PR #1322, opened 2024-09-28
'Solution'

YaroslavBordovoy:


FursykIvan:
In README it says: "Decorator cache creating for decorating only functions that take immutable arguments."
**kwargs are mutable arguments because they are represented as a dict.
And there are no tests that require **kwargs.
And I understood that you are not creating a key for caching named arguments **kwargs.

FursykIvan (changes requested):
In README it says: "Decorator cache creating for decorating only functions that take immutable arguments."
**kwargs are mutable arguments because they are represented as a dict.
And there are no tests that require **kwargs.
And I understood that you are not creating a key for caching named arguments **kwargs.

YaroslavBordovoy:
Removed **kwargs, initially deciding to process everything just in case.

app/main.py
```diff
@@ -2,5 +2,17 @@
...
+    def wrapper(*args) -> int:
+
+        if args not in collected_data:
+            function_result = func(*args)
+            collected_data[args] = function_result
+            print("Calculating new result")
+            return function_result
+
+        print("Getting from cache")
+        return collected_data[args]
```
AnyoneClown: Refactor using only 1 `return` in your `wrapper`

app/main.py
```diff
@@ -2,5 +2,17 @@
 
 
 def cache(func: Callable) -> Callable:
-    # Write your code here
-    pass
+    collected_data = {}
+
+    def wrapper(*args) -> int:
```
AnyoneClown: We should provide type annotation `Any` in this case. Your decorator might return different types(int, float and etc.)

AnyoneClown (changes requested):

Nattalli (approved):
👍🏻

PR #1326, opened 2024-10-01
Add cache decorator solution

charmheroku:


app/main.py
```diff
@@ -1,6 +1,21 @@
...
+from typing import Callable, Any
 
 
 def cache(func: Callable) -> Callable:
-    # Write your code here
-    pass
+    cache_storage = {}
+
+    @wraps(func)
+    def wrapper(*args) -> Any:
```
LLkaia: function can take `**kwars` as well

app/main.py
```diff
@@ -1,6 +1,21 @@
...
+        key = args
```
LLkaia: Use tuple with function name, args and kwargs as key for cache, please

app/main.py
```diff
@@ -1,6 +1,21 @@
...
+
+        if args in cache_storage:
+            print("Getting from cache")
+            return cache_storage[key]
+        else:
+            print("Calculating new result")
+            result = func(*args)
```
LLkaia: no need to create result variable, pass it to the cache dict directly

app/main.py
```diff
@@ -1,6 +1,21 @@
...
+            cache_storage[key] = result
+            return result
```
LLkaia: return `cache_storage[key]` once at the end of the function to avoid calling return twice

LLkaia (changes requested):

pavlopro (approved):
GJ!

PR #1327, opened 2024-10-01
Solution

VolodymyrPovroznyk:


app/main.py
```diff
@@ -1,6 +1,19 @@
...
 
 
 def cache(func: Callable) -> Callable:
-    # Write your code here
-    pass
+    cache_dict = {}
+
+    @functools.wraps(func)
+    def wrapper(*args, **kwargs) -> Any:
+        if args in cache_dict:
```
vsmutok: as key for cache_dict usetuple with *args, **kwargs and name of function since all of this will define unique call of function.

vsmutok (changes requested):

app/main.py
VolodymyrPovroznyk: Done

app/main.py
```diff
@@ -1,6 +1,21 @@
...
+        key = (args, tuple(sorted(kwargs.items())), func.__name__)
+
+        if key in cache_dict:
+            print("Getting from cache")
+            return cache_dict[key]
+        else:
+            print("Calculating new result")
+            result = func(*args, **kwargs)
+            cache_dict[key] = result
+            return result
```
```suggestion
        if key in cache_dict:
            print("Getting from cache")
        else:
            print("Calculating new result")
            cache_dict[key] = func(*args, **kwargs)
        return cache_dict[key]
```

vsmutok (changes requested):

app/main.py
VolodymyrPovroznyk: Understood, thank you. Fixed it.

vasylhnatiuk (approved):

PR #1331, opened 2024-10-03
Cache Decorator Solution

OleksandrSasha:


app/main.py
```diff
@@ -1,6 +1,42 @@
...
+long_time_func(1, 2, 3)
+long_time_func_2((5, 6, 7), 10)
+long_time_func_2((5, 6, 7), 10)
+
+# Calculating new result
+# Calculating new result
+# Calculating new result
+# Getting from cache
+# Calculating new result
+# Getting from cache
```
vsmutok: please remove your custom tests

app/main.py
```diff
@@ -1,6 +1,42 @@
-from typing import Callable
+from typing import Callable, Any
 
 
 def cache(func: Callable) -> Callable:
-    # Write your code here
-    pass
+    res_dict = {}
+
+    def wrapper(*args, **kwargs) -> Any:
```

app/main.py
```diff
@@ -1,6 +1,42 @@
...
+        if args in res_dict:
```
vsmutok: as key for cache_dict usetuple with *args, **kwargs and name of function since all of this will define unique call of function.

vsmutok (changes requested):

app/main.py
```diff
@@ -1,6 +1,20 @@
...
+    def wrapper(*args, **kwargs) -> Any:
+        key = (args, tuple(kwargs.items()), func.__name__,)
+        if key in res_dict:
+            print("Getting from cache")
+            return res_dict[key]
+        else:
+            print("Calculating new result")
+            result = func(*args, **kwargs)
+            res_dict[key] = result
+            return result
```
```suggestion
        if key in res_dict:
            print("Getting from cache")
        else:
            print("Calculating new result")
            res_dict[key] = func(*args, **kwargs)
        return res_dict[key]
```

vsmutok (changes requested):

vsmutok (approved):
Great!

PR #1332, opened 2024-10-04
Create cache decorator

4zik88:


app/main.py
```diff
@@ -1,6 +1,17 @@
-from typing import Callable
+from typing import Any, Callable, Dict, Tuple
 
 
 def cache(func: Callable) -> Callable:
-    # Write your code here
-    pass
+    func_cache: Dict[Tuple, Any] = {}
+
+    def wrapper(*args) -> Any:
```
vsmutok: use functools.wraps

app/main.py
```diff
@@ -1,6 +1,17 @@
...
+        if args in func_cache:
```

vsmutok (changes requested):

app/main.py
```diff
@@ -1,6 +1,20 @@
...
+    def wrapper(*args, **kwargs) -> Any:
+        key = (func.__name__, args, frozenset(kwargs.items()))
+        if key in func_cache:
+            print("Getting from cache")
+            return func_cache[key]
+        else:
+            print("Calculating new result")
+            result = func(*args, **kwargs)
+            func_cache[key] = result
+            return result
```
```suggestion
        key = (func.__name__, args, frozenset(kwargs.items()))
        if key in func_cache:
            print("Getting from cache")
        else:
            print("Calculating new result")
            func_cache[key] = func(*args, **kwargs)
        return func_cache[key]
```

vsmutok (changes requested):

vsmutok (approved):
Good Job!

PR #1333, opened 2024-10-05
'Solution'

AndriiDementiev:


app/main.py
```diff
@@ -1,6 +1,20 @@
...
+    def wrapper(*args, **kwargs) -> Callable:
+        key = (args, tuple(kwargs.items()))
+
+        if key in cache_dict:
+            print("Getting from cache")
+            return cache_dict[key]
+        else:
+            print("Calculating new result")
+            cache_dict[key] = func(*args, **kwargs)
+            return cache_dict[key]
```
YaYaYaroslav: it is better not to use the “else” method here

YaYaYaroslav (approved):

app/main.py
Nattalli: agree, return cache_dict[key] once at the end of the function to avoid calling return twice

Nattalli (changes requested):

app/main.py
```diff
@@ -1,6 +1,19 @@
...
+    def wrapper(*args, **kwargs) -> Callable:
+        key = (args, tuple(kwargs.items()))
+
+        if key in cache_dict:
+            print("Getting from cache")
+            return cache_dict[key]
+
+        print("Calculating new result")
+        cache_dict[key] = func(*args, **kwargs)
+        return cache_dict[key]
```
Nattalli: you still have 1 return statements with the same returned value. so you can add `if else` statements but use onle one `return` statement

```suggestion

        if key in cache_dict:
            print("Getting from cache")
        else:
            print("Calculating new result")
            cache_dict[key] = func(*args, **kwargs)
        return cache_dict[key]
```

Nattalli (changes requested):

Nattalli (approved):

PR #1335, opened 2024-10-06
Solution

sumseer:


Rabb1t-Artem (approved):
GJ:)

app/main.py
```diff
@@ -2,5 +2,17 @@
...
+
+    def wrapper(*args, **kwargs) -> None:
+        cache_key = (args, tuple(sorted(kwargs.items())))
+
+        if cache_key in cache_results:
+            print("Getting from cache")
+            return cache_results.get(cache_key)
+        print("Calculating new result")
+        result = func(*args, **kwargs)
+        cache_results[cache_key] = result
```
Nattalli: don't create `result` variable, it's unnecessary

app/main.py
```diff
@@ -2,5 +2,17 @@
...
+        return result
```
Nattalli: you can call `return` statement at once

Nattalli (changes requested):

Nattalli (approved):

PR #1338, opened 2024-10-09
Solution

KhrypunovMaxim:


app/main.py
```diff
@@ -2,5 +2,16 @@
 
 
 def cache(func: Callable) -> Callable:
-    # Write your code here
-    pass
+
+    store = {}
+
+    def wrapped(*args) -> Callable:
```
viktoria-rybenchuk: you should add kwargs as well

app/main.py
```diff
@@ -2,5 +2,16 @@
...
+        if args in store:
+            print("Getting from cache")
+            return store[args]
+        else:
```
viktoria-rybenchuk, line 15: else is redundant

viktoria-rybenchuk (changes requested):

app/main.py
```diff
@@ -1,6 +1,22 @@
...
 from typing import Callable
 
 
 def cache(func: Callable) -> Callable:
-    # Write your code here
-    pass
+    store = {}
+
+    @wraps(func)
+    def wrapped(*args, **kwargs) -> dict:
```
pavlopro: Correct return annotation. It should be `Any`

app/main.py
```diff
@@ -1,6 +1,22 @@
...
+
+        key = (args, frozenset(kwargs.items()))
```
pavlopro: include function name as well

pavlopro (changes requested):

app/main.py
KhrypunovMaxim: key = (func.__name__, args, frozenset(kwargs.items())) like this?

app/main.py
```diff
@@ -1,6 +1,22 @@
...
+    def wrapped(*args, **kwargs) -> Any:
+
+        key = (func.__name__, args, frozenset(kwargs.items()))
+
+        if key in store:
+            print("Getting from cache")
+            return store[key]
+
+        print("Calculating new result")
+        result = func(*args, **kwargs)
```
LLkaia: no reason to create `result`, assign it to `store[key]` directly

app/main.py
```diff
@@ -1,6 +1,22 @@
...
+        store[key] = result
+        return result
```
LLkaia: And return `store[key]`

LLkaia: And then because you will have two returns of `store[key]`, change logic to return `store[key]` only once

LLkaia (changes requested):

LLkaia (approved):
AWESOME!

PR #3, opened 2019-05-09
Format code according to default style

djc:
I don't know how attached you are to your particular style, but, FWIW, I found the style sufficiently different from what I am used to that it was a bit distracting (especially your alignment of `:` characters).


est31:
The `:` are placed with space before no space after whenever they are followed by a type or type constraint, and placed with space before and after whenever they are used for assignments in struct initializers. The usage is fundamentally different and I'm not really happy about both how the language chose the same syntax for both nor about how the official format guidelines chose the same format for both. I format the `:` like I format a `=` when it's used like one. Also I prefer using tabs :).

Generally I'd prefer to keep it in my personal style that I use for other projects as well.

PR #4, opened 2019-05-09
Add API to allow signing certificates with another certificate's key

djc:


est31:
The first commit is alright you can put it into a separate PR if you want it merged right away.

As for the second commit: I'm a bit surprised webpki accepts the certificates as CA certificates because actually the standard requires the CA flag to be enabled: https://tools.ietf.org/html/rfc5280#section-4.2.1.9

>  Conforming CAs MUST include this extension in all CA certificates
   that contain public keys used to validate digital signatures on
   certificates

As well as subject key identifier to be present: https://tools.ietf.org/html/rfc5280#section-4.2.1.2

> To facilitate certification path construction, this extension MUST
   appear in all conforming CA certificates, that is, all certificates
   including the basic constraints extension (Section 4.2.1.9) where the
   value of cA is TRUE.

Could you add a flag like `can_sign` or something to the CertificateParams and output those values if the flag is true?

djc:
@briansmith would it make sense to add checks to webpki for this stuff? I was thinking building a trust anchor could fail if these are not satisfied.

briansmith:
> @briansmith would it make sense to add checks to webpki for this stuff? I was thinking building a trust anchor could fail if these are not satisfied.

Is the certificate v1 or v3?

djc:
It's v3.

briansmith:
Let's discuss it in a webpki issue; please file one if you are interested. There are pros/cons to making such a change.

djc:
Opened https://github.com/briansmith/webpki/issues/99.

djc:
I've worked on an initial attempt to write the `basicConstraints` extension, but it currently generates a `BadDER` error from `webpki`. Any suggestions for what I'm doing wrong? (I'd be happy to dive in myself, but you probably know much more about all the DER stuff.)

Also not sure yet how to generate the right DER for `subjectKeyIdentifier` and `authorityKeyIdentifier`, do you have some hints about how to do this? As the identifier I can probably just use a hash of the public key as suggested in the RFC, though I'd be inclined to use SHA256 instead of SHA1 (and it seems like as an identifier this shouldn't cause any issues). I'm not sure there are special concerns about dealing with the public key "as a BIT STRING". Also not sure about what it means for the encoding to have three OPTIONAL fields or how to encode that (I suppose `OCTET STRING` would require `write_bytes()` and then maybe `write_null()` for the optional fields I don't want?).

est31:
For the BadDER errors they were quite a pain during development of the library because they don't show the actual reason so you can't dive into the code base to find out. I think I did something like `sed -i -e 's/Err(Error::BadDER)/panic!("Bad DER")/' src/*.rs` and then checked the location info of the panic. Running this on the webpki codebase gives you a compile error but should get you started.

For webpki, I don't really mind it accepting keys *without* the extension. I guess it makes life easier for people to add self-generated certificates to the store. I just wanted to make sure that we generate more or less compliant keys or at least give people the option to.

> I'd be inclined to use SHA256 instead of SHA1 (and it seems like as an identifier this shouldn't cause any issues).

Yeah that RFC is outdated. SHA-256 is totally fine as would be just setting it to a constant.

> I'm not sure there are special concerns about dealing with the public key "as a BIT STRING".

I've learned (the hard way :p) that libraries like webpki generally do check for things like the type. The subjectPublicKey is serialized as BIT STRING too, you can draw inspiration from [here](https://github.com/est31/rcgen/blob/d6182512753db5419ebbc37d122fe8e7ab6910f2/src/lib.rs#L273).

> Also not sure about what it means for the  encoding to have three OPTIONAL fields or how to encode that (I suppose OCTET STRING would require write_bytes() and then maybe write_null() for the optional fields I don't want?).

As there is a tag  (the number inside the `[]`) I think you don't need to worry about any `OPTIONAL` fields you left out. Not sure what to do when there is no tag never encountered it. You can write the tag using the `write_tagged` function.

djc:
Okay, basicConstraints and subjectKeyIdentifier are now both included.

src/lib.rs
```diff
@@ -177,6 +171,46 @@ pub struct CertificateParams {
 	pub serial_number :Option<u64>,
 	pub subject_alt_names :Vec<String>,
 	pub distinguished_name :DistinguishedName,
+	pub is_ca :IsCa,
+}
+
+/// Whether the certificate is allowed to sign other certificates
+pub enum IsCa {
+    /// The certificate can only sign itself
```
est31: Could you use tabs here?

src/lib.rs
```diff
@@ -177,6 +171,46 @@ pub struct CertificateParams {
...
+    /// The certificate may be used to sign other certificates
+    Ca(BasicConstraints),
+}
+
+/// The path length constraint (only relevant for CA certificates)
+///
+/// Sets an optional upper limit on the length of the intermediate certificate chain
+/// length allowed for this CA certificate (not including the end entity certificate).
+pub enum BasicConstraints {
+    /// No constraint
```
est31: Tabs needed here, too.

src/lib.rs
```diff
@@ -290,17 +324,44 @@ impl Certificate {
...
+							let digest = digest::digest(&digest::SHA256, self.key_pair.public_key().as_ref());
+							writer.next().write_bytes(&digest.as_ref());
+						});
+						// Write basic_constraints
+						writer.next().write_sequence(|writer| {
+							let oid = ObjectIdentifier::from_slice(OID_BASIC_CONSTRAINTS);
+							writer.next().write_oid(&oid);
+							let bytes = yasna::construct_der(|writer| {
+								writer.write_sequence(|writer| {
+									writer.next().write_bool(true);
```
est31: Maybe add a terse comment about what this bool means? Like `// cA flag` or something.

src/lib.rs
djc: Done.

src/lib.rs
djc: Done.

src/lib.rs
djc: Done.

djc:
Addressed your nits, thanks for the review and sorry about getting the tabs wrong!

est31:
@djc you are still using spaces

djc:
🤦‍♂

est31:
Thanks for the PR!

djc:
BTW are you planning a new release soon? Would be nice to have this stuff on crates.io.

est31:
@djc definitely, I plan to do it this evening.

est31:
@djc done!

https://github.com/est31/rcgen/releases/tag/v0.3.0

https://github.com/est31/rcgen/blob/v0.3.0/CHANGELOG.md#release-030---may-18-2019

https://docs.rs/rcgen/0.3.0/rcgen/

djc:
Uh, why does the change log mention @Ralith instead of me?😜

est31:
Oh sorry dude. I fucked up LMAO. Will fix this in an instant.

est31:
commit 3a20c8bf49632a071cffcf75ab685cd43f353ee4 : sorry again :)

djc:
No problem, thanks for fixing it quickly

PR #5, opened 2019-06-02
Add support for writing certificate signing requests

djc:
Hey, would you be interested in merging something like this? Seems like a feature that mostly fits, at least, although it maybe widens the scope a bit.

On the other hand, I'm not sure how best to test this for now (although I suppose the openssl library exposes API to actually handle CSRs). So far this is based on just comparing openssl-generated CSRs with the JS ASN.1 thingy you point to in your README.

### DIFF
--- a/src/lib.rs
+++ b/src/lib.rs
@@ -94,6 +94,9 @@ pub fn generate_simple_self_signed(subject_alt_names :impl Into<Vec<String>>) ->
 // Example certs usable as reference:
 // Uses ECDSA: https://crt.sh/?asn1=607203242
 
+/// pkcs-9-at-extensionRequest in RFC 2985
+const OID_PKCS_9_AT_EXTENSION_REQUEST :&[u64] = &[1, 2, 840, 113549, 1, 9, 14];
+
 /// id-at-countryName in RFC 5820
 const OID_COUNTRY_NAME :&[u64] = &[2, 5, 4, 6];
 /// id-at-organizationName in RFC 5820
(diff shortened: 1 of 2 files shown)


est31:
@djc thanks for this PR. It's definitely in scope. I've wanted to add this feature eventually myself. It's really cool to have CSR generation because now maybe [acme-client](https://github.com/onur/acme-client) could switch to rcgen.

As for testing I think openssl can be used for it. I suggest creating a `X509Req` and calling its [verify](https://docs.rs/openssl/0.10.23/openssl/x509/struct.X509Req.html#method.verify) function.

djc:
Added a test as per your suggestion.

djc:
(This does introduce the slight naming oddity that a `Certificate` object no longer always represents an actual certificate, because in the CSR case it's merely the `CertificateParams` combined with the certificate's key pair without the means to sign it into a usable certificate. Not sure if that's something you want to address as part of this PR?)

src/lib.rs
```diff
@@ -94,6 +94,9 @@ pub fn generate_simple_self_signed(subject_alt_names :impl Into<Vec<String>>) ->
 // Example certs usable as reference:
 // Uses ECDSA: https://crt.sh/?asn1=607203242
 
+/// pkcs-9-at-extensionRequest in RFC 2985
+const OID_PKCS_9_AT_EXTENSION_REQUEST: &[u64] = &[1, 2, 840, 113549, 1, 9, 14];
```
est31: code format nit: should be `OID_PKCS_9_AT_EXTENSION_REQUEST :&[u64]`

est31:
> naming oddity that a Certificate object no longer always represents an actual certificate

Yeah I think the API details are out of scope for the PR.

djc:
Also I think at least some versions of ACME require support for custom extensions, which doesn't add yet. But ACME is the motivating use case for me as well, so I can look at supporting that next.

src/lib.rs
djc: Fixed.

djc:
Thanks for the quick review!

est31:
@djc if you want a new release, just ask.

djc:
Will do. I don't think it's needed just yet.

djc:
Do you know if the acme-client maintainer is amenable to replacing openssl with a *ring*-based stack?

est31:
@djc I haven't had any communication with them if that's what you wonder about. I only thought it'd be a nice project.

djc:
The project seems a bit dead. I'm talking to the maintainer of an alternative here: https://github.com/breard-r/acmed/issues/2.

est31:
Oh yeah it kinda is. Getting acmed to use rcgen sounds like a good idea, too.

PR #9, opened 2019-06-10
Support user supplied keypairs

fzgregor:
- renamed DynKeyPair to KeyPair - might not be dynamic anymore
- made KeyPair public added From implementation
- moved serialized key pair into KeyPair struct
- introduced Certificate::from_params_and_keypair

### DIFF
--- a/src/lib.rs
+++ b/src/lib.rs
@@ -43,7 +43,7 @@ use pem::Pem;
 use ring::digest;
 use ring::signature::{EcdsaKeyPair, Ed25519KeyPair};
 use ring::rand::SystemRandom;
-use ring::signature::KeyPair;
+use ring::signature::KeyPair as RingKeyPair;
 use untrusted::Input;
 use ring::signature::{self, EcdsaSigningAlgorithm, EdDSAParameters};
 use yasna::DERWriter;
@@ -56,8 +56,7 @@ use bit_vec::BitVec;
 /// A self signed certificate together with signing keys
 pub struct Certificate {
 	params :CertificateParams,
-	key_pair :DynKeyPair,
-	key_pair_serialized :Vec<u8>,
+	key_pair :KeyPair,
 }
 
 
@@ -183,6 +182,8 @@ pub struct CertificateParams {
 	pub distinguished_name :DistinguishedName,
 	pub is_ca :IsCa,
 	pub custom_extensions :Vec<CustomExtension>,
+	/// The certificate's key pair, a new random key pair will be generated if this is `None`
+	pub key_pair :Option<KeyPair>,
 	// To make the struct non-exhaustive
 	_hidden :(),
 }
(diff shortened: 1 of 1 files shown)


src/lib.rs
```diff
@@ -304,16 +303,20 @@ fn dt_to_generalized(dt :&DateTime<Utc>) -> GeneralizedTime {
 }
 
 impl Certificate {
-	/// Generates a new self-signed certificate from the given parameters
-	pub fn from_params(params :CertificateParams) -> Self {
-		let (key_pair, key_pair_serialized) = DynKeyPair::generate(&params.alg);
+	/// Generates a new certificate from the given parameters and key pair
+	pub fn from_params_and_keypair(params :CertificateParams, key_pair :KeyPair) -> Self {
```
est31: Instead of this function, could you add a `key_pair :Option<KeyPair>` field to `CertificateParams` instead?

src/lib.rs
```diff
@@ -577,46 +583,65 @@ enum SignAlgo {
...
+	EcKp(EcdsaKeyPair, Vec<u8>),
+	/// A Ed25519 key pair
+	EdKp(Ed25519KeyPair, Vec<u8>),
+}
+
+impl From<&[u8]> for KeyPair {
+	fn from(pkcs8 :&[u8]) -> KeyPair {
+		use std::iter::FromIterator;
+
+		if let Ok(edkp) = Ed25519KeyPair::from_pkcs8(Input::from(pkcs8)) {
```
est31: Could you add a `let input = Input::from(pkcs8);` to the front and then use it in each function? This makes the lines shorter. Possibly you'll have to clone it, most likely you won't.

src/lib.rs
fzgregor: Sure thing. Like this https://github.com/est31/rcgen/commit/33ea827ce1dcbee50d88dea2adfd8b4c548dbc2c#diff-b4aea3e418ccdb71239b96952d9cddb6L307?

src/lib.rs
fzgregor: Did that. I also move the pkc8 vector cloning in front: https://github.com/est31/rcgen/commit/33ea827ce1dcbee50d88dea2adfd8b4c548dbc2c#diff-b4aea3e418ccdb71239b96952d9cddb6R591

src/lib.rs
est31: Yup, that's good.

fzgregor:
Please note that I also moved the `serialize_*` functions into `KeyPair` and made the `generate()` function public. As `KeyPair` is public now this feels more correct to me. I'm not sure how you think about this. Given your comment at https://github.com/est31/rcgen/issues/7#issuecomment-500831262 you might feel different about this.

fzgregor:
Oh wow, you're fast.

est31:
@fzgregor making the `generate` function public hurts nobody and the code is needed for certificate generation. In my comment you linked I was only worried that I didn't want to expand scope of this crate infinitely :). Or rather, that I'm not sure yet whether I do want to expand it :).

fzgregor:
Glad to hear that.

++++++++++++++++++++

(AIM OF THE TASK): The expected output is each line of the records above that includes the word "shown".

(WRITTEN ANSWER):
(diff shortened: 1 of 2 files shown)
(diff shortened: 1 of 1 files shown)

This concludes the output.